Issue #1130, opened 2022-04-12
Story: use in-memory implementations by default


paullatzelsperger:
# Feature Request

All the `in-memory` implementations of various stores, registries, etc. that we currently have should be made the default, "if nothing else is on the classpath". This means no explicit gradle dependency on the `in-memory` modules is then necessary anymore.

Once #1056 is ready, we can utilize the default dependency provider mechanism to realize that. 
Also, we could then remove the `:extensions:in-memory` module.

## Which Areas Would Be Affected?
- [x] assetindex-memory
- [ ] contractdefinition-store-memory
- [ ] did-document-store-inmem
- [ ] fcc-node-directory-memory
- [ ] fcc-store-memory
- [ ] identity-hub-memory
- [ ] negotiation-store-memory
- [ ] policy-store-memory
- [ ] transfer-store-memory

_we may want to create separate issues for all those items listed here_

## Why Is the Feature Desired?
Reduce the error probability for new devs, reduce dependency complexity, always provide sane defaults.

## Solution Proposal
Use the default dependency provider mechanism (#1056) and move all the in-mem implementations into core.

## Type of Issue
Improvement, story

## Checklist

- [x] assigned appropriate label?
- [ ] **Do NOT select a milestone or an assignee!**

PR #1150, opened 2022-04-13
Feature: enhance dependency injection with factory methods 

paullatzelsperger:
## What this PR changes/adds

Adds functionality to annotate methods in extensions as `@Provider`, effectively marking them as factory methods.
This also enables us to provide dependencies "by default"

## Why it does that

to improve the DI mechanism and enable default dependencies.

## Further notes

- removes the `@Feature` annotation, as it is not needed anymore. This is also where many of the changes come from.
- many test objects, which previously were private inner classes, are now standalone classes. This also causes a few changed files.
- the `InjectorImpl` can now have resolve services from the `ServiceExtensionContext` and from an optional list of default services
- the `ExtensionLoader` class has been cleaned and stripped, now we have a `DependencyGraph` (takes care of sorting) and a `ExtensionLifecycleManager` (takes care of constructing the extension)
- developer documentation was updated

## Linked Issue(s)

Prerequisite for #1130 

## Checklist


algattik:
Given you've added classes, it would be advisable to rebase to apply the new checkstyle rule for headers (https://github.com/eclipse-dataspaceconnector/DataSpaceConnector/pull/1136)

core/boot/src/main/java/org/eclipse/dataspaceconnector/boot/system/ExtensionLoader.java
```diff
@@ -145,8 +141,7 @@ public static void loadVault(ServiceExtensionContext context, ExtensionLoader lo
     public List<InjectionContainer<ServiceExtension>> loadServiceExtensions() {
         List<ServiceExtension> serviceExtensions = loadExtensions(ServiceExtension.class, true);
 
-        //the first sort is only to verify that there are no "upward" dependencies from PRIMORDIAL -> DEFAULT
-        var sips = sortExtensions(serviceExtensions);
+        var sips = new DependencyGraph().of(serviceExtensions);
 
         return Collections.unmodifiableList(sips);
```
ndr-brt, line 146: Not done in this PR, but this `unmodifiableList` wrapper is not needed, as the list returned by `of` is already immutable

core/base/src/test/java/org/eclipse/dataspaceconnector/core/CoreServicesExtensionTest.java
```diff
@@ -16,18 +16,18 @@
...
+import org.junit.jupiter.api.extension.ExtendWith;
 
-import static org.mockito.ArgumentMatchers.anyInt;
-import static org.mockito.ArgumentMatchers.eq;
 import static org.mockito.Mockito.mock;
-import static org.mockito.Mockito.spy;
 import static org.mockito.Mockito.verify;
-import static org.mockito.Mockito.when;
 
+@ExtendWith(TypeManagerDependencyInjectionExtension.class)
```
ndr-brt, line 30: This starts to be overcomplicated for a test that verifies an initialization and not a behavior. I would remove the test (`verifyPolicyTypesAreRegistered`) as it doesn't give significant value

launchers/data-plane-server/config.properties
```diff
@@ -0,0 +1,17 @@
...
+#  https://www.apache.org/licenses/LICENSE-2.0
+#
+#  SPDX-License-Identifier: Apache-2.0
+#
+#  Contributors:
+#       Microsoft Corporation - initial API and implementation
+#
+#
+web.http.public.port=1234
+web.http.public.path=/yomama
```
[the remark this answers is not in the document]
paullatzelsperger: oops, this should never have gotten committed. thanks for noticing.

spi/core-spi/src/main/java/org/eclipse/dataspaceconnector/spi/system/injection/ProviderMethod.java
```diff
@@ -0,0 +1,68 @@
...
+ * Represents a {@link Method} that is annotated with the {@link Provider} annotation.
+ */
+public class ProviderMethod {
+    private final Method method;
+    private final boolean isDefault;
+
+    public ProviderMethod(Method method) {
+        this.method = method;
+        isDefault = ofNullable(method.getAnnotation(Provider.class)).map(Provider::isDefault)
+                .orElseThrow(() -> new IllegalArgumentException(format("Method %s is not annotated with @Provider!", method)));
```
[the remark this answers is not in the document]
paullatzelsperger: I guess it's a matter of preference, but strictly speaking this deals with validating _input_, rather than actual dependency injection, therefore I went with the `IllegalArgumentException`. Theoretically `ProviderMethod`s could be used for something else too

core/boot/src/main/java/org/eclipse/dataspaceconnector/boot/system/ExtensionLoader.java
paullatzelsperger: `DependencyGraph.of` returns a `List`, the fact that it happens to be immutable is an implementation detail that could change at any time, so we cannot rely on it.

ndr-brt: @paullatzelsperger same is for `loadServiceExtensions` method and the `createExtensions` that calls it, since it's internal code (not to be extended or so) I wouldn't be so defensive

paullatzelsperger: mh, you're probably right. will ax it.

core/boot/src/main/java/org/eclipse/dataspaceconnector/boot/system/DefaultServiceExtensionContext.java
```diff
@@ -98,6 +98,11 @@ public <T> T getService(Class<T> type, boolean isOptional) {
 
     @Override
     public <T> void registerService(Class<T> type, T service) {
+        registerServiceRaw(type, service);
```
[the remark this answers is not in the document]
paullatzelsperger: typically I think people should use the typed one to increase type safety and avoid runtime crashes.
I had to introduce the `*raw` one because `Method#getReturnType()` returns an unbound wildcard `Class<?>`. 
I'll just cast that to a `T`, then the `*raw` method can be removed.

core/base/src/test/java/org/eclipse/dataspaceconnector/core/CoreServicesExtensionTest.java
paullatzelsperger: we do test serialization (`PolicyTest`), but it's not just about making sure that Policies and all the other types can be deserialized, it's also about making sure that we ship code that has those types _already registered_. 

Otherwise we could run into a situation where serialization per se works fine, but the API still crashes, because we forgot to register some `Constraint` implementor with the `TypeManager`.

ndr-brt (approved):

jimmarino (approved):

DESCRIPTION OF THE TASK: In the listing, find all lines with the string "approved" and copy them.

THE COMPLETED TASK:
ndr-brt (approved):
jimmarino (approved):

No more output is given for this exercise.